KIN 429 Midterm 2 Flashcards
Mechanism and outcomes of nitrogen containing bisphoshphonates
Inhibit pyrophosphate synthase which in involved in intracellular signaling. Leads to osteoclast inactivation and decreased bone turnover
Mechanism and outcomes of Denosumab
RANKL inhibitor; inhibits OC formation, function and survival
Mechanism and outcomes of selective estrogen receptor modulators
Binds to estrogen receptors with the same affinity as estradiol; estrogen agonists in some tissue (bone and lipids) and antogonistic in others (uterus and breast); leads to increased osteoblast and osteocyte survival and osteoclast apoptosis
Mechanism and outcomes of teriparatide
Fragment of PTH molecule, so it acts like PTH. Continuous exposure to elevated PTH enhances osteoclast formation and bone loss, intermittent exposure to PTH will activate osteoblasts more than osteoclasts
Mechanism and outcomes of hormone replacement therapy
Replacing estrogen, however, WHI suggested that risk outweighs benefits
Names of nitrogen containing bisphosphonates
Fosamax, Actonel, Aclasta
Names of Denosumab drug
Prolia
Type of drug Evista is
Selective estrogen receptor modulator
Name of teriparatide drug
Forteo
Relation of PTHrP in cancer and bone health
Tumor produces PTHrP, leading to increased osteoclastic bone resoprtion, increased renal tubular resorption of calcium
What ways does cancer treatment increase bone loss?

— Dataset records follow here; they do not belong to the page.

PR #1806, opened 2018-08-17
kube-prometheus: bind mount host rootfs into node exporter

### LINKED ISSUE #569: node-exporter could not export all mountpoints
node-exporter in this yaml  :

prometheus-operator/contrib/kube-prometheus/manifests/node-exporter/node-exporter-daemonset.yaml

volumes and mountpoints doesn't content : 

   "/:/rootfs:ro" 

not like node-exporter:
https://github.com/prometheus/node_exporter

why not add the to it?

s-urbaniak:
Fixes https://github.com/prometheus/node_exporter/issues/474 in the operator
Fixes #569 (by making the mount explicit)

### DIFF
--- a/Documentation/user-guides/cluster-monitoring.md
+++ b/Documentation/user-guides/cluster-monitoring.md
@@ -166,6 +166,8 @@ spec:
         - --web.listen-address=127.0.0.1:9101
         - --path.procfs=/host/proc
         - --path.sysfs=/host/sys
+        - --collector.filesystem.ignored-mount-points=^/(dev|proc|sys|var/lib/docker/.+)($|/)
+        - --collector.filesystem.ignored-fs-types=^(autofs|binfmt_misc|cgroup|configfs|debugfs|devpts|devtmpfs|fusectl|hugetlbfs|mqueue|overlay|proc|procfs|pstore|rpc_pipefs|securityfs|sysfs|tracefs)$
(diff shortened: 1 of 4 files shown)


squat:
A lightbulb just turned on: we should keep in mind that the `mountPropagation` field is a beta feature and consider its use when making decisions about taking the operator to 1.0.0.

s-urbaniak:
@squat good point, yes :+1:

brancz:
> A lightbulb just turned on: we should keep in mind that the mountPropagation field is a beta feature and consider its use when making decisions about taking the operator to 1.0.0.

kube-prometheus just happens to be part of this repository but is not versioned along with the Prometheus Operator so I don't think it's relevant. It is relevant however for the whole monitoring stack to be considered stable.

s-urbaniak:
hmm, I believe CI failed, because I rewrote the commit message which in turn changed the commit hash, let me rebundle the jsonnet files.

s-urbaniak:
CI resolved @brancz @squat PTAL

AndorCS:
Looks like you forgot to specify `--path.rootfs` command-line argument.

Andor:
Looks like you forgot to specify `--path.rootfs` command-line argument.

brancz:
@Andor you're absolutely right, there is already a pull request out to fix this: https://github.com/coreos/prometheus-operator/pull/2285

Aromatase inhibitors and other drugs; ovarian function (surgery, radiation, drugs), chemotherapy (toxic effect on osteoblasts, can affect gonadal steroid production)
Symbiotic relationship between tumor growth and bone breakdown
Tumor secretes PTHrP, which increases RANKL, which activates osteoclasts, which secrete transforming growth factor beata, which stimulates tumor growth
Some cancers related to bone
osteosarcoma, chondrosarcoma, Ewing sarcoma, giant cell myeloma, chordoma, fibrosarcoma, lymphoma, multiple myelmoa, bone metastases
What is multiple myeloma?
A cancer of the plasma cells which reside in the bone marrow and can cause bone lesions and kidney dysfunction
What is metastasis?
A process where tumor cells spread to other places in the body, transported by the lymphatic circulation or in the blood, implanted away from original site of tumor in other places/organs
8-% of bone metastases occur from what 3 cancers?
prostate, breast, and lung
Osteolytic bone metastases
Increased bone resorption with little bone formation; most common in lung, renal, and breast cancer patients; skeletal destruction mediated by osteoclasts rather than tumor cells
Osteoblastic bone metastases
Increased bone formation, but poor quality. Most commonly seen in prostate cancer patients. Prostate tumor cells produce factors that stimulate osteoblast activity to produce abnormal bone; may be release of growth factors that may further stimulate tumor cell growth
Consequences of bone metastases in cancer
pain, hypercalemia (increased bone resoprtion), fractures, cancer not curable, longer time living with cancer –> skeletal manifestations influence quality of life
Cancer therapeutic strategies to treat bone metastases
radiation therapy, bisphosphonates, denosumab
Potential adverse adverse effects of bisphosphonates
Osteonecrosis of the jaw
Exercise considerations for indivduals with cancer
fall risk (neuropathy), fracture risk (secondary bone loss, metastases, post-menopausal), fatigue, immune suppression, pain, weakness
Denosumab for bone metastases in cancer
Delays time to developing first skeletal-related event, and reduces risk of multiple events in those with malignancies involving bone. Comparable efficacy to bisphosphonates. Inhibits RANKL binding to RANK
Bisphosphonates for bone metastases in cancer
Effective in controlling bone pain, hypercalemia and preventing skeletal-related events by 50%. Osteolytics lesions do not heal with bisphosphonates treatment. Osteonecorsis of the jaw a potential adverse effect.